"""

PR #1749, opened 2026-04-21
Adds preview endpoint.

justinlittman:
This will allow Argo users to preview the rendering of PURL descriptive metadata.

### DIFF
--- a/app/views/purl/preview.html.erb
+++ b/app/views/purl/preview.html.erb
@@ -1,0 +1,8 @@
+<%= render AbstractContentsComponent.new(version: @version) %>
+<%= render DescriptionComponent.new(version: @version) %>
+<%= render ContributorsComponent.new(version: @version) %>
+<%= render SubjectComponent.new(version: @version) %>
+<%= render BibliographicComponent.new(version: @version) %>
+<%= render AccessComponent.new(version: @version) %>
+<%= render CitationComponent.new(version: @version) %>
+<%= render ContactComponent.new(version: @version) %>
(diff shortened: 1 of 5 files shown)


app/views/purl/preview.html.erb
```diff
@@ -0,0 +1,8 @@
+<%= render AbstractContentsComponent.new(version: @version) %>
+<%= render DescriptionComponent.new(version: @version) %>
+<%= render ContributorsComponent.new(version: @version) %>
+<%= render SubjectComponent.new(version: @version) %>
+<%= render BibliographicComponent.new(version: @version) %>
```
thatbudakguy, line 5: Is it dumb to suggest just rendering a single `BodyComponent` instead of these five, since that's what it does?

spec/requests/purl_preview_spec.rb
```diff
@@ -0,0 +1,24 @@
+# frozen_string_literal: true
+
+require 'rails_helper'
+
+RSpec.describe 'PURL preview' do
+  describe 'POST /purl_preview' do
```
thatbudakguy: is the route `/preview` or `/purl_preview`?

thatbudakguy (approved):
Fine with this as discussed, just a few small questions

app/views/purl/preview.html.erb
justinlittman: Yeah, except it is wrapped in a `<div>` with `col-lg-8`.

spec/requests/purl_preview_spec.rb
justinlittman: It was originally its own controller with this route, but I moved it into the existing controller. Fixing.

"""

In the answer, every line above should be retyped exactly.

Output of the task
PR #1749, opened 2026-04-21
Adds preview endpoint.

justinlittman:
This will allow Argo users to preview the rendering of PURL descriptive metadata.

### DIFF
--- a/app/views/purl/preview.html.erb
+++ b/app/views/purl/preview.html.erb
@@ -1,0 +1,8 @@
+<%= render AbstractContentsComponent.new(version: @version) %>
+<%= render DescriptionComponent.new(version: @version) %>
+<%= render ContributorsComponent.new(version: @version) %>
+<%= render SubjectComponent.new(version: @version) %>
+<%= render BibliographicComponent.new(version: @version) %>
+<%= render AccessComponent.new(version: @version) %>
+<%= render CitationComponent.new(version: @version) %>
+<%= render ContactComponent.new(version: @version) %>
(diff shortened: 1 of 5 files shown)


app/views/purl/preview.html.erb
```diff
@@ -0,0 +1,8 @@
+<%= render AbstractContentsComponent.new(version: @version) %>
+<%= render DescriptionComponent.new(version: @version) %>
+<%= render ContributorsComponent.new(version: @version) %>
+<%= render SubjectComponent.new(version: @version) %>
+<%= render BibliographicComponent.new(version: @version) %>
```
thatbudakguy, line 5: Is it dumb to suggest just rendering a single `BodyComponent` instead of these five, since that's what it does?

spec/requests/purl_preview_spec.rb
```diff
@@ -0,0 +1,24 @@
+# frozen_string_literal: true
+
+require 'rails_helper'
+
+RSpec.describe 'PURL preview' do
+  describe 'POST /purl_preview' do
```
thatbudakguy: is the route `/preview` or `/purl_preview`?

thatbudakguy (approved):
Fine with this as discussed, just a few small questions

app/views/purl/preview.html.erb
justinlittman: Yeah, except it is wrapped in a `<div>` with `col-lg-8`.

spec/requests/purl_preview_spec.rb
justinlittman: It was originally its own controller with this route, but I moved it into the existing controller. Fixing.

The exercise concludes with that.